Okay. How about just adding a wp_forbid
function which issues a 403? - that seems the most appropriate for a number of current uses of wp_die
- anything more can be added as/when needed in the future.
#17
@
14 years ago
- Keywords westi-likes added; 3.2-early removed
- Priority changed from normal to low
This is a low priority buy worth task that I would like to see us do but it is not a priority for 3.2 so removing 3.2-early
#19
@
10 years ago
I'm happy to take ownership of this, this is pretty important for me, as throwing 500
s when it isn't really screws up with my monitoring!
For the current patch, I agree with nacin that the default should not be changed. I also don't really care for the new convenience functions. For real convenience, nacin and I discussed the 3 param to wp_die()

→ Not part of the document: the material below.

PR #471, opened 2026-07-24
Update LLM instrumentation to enforce append-only commit history

daydream6728:
## Why

We'd rather have a non-linear commit history in PR and enforce append-only git operations such as merging rather than rebasing + force-pushing. The rationale is that:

can handle an integer which is a shortcut for passing array( 'response' => 500 );
Attached patch adds the integer shortcut to wp_die
and replaces all instances of "Cheatin Uh?" to pass a 403
response. I'd rather not try tackle 100% of the wp_die
calls in one patch here, rather go incremental.
#20
@
10 years ago
Ping nacin, I know we discussed this in wceu - how do you feel about this patch? I know there was talk about the second param of ''
being a pain, however - I was thinking over this, I think introducing a similarly named function like wp_die_forbidden
or something just increases the amount of inconsistency with having different params.
#21
@
10 years ago
This function already has a ton of "magic", I'll give you that. Example: for wp_die( $wp_error_object )
, that WP_Error
object could also have a title in its error data, and it'd magically work.
But we're already giving this function a new prototype. Existing:
wp_die( string|WP_Error $message = '', $title = '', array $args = array() )
New:
wp_die( string|WP_Error $message = '', $title = '', int $response_code = 500 )

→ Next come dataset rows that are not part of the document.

PR #473, opened 2026-07-25
Refactor term extraction to follow the style guide

toumix-agents:
Follow-up on #375 and #376, which predate STYLE.md. Targets `codex/linear-term-extraction` so the diff is the refactor alone; it covers both PRs since #376 contains #375.

Alexis's prompt, verbatim:

> add review comments for the next round please
> then refactor 375/376 to follow the guidelines (they didn't exist yet when the prs were opened)

and the design call he made when asked:

> alpha-canonical — drop `annotate`/`varname` and the global counter, name bound variables from their de Bruijn level, tests assert `term.eval() == term.eval().to_term().eval()`.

I've been convinced to be conservative on method overloading because it really damages IDE usage (example: add_query_arg()

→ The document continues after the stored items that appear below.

PR #479, opened 2026-07-27
Make Claude skip optional dependencies

toumix-agents:
Alexis's prompts, quoted verbatim in `TODO.md`:

> We can have a lighter test set up which avoids this, open a PR on discopy

> This explanation should go to CONTRIBUTING.md where it belongs, make it a single skip for all the extra stuff not included in `uv sync --dev`

## Why

With only the default dependencies installed — `uv sync --dev`, which is what a sandboxed agent gets when the proxy will not serve the torch and pytket wheels — `uv run pytest` does not run a lighter suite. It aborts:

```
ERROR discopy/quantum/pennylane.py
ERROR discopy/quantum/tk.py
ERROR test/tensor.py
ERROR test/quantum/circuit.py
ERROR test/quantum/tk.py
!!!!! Interrupted: 8 errors during collection !!!!!
8 errors in 6.25s
```

Zero tests run, so there is nothing to compare a branch against. An agent that cannot tell a real regression from a missing wheel either burns a night chasing the environment or waves a real failure away as "probably the sandbox".

## What

One rule, in `conftest.py`: read the error, and if it names a dependency outside `uv sync --dev`, skip instead of fail. It is applied in the two places pytest can fail — `pytest_make_collect_report` for a module that cannot be imported, `pytest_runtest_call` for a doctest or notebook that needs a backend — sharing a single predicate. Doctest nests the real exception inside `UnexpectedException` and a notebook reports it as text rather than an exception, so `missing_dependency` unwraps both.

No per-file list and no changes to any test module: the four files that cannot be imported without a backend are collected and skipped like everything else. The explanation lives in CONTRIBUTING.md under "Run the tests", and the docstring is one line pointing there.

`conftest.py` is excluded from coverage: its skip paths are unreachable once the extras are installed, which is exactly when coverage runs.

## Result

On the default install, `uv run pytest` is now green:

```
527 passed, 79 skipped, 1 warning in 68.95s
```

`uv run pflake8 discopy conftest.py` is clean. Nothing is ignored or skipped once the extras are installed — confirmed on this PR's own CI, which runs `uv sync --dev --group all`: **753 passed, 1 skipped**, every quantum module still collected and covered.


test/plugin.py
toumix, line 1: This is Claude specific so let's move it to .claude
Also let's rename .claude to .agents to be provider-agnostic

toumix-agents: not claude specific — `conftest.py` is pytest's own file, and pytest only reads it from rootdir. tried it:

```
$ git mv conftest.py .claude/conftest.py && uv run pytest -q
!!!!! Interrupted: 2 errors during collection !!!!!
8 skipped, 2 errors in 5.09s
```

so it stays at the root. nothing in it mentions claude anyway, only pytest hooks and backend names.

`.claude` → `.agents` is a real one but separate: only file there is `skills/bob/SKILL.md`, and RULES.md rule 4 links to it. claude code reads `.claude/` by name, so the rename turns bob off for claude sessions — provider-agnostic path, provider-specific loader. want it as its own PR?

---

toumix-agents: done in `a1d6195` — `.claude/` → `.agents/`, RULES.md rule 4 repoints to `.agents/skills/bob/SKILL.md`. lint clean, 521 passed 70 skipped.

one thing to know: claude code discovers project skills at `.claude/skills` by name, so `/bob` stops autoloading. the rule still works — agent reads the file from the link — just no longer a slash command. symlink `.claude/skills` → `.agents/skills` fixes it if you want both, but that puts the provider path back so i left it out.

`conftest.py` stays at root, see above.

---

toumix: dammit then it's fine leave it as .claude
it's claude specific in the sense we only need this dependency skipping script inside of claude code workers

toumix: actually, can we move it to .agents and just leave a single file .claude/settings.json which retargets the default folder? look up your own claude code docs

conftest.py
```diff
@@ -0,0 +1,84 @@
+"""
+Turn a missing optional dependency into a skip, rather than an error.
+
+The default install has only the dependencies of :mod:`discopy` itself, so a
```
toumix: This explanation should go to CONTRIBUTING.md where it belongs, make it a single skip for all the extra stuff not included in `uv sync --dev`

test/plugin.py
toumix-agents: looked it up. no such setting — settings.json has no key that retargets `.claude`, and skills load from fixed paths: `~/.claude/skills/`, project `.claude/skills/`, nested `.claude/skills/`. skills-dir plugins are worse for this, [docs say](https://code.claude.com/docs/en/plugins-reference) project-scope ones "load only from the `.claude/skills/` of the directory where you start claude code".

one supported way to keep the content in `.agents`, and it's a symlink not a settings file — [docs](https://code.claude.com/docs/en/skills): "a `<skill-name>` entry in the enterprise, personal, or project locations can be a symlink to a directory elsewhere on disk. claude code follows the symlink and reads `SKILL.md` from the target directory". so `.claude/skills/bob` → `../../.agents/skills/bob` works, single entry in `.claude`, rest lives in `.agents`.

reverted to `.claude` for now per your previous comment, in `24009ec`. say if you want the symlink shape instead.

---

conftest.py
toumix-agents: both done in `24009ec`, and the single rule made the thing much smaller.

before: three mechanisms — a hardcoded path→module dict, a `pytest.importorskip` added to four test files, and a hook for doctests. now one rule: read the error, if it names a dependency outside `uv sync --dev`, skip instead of fail. applied in two places because pytest fails in two places (collection, call), same predicate for both.

so: no per-file list, and the four test files are untouched — diff is 4 files, none of them tests.

more runs too, since a module is now collected and skipped test-by-test instead of dropped whole:

```
before: 521 passed, 70 skipped
after:  527 passed, 79 skipped
```

explanation moved to CONTRIBUTING.md under "Run the tests"; docstring is one line pointing there.

---

test/plugin.py
toumix: ok too bad for the settings, anyway we're removing the skill altogether so no need for .claude at all.
let's also remove this conftest.py altogether an just add one flag to skip all the tests that require extra dependencies at once

CONTRIBUTING.md
```diff
@@ -60,6 +60,14 @@ uv run coverage run -m pytest
 uv run coverage report -m
 ```
 
+With only `uv sync --dev`, the optional backends (pytket, torch, tensornetwork, jax, pyzx,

) but as long as "standard" arguments are listed (in add_query_arg()
's case, they are not, and func_get_arg()
is used), then I'm more for it. Why not an additional prototype of:
wp_die( string|WP_Error $message = '', int $response_code = 500 )
If we had a default message (which we don't), I'd even be OK with even allowing this, too:
wp_die( int $response_code = 500 )
I dunno. I can be convinced either way. Check out 10551.diff as a sample.
#22
@
10 years ago
I see what you mean. I think given that the second argument is so seldom used, I can get on board with having the second arg be used for the code.
IMO this is too far: wp_die( int $response_code = 500 )
I'd be worried about it giving unexpected behaviour, e.g.:
wp_die( $request->error_message ); // could unknowingly be an int, and do something unexpected
.
+1 for nacin's patch.
#23
follow-up:
↓ 28
@
10 years ago
- Keywords has-patch needs-docs added; needs-patch dev-feedback removed
- Milestone changed from Future Release to 4.1
- Version changed from 2.8.3 to 2.7
I think this is fine because it changes the signature of wp_die()
but doesn't change it for the various die handler callbacks.
I agree with Joe, wp_die( int $response_code = 500 )
would mean introducing a default error message and we don't want to encourage people to avoid providing their own.
While we're at it, the inline docs for _default_wp_die_handler()
need updating because $message
can be a WP_Error
.
#28
in reply to:
↑ 23
@
10 years ago
This was mostly joehoyle's leg work and initial patch, props (and thanks) joe!
Replying to joehoyle:
could unknowingly be an int, and do something unexpected
FWIW, I agree this could be awkward, but this is also precisely how die/exit already work, in that they are exit codes when they are ints.
Replying to johnbillion:
would mean introducing a default error message and we don't want to encourage people to avoid providing their own.
OK, that argument definitely resonates with me. Carry on!
Looking at http://www.owasp.org/index.php/Category:OWASP_ModSecurity_Core_Rule_Set_Project#tab=About these rules are only Alpha quality.
Do you have more info on what the rule is trying to prevent?